**WHAT IS REQUIRED:** What is the number of lines in the records that contain "will"? Give only that number.

**INFORMATION:**
☆ ☆ ☆

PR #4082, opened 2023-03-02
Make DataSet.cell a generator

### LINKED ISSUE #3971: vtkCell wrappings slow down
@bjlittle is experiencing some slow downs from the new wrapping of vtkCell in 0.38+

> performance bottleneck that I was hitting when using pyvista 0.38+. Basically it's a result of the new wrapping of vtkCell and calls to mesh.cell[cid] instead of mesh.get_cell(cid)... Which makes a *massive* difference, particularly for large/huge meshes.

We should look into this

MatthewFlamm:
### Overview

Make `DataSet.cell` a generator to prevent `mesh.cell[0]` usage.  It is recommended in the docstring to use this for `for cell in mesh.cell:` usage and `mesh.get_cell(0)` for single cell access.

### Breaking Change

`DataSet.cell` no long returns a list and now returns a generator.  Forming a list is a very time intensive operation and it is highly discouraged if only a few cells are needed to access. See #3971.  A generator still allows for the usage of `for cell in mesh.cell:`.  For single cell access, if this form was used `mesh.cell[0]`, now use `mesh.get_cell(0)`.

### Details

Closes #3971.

☆ ☆ ☆

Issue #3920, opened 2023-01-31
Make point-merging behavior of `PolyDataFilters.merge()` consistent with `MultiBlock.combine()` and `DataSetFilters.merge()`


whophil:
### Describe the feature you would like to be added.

☆ ☆ ☆

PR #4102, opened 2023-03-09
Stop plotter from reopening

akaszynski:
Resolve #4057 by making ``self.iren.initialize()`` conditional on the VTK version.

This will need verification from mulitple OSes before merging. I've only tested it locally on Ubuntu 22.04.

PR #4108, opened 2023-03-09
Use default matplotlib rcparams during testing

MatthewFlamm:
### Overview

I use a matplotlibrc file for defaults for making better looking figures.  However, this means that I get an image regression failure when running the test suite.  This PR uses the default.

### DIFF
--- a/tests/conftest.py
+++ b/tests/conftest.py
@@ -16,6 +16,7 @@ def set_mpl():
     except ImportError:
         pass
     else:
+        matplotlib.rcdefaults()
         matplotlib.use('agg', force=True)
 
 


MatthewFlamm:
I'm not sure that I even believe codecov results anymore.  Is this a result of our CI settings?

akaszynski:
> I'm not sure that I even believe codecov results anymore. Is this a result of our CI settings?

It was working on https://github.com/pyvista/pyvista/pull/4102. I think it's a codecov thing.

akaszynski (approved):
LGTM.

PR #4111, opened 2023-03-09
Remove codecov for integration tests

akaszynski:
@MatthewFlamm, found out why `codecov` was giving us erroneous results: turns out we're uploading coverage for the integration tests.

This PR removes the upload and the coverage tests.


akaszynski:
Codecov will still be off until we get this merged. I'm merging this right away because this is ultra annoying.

☆ ☆ ☆

**OUTPUT OF THE EXERCISE:** 2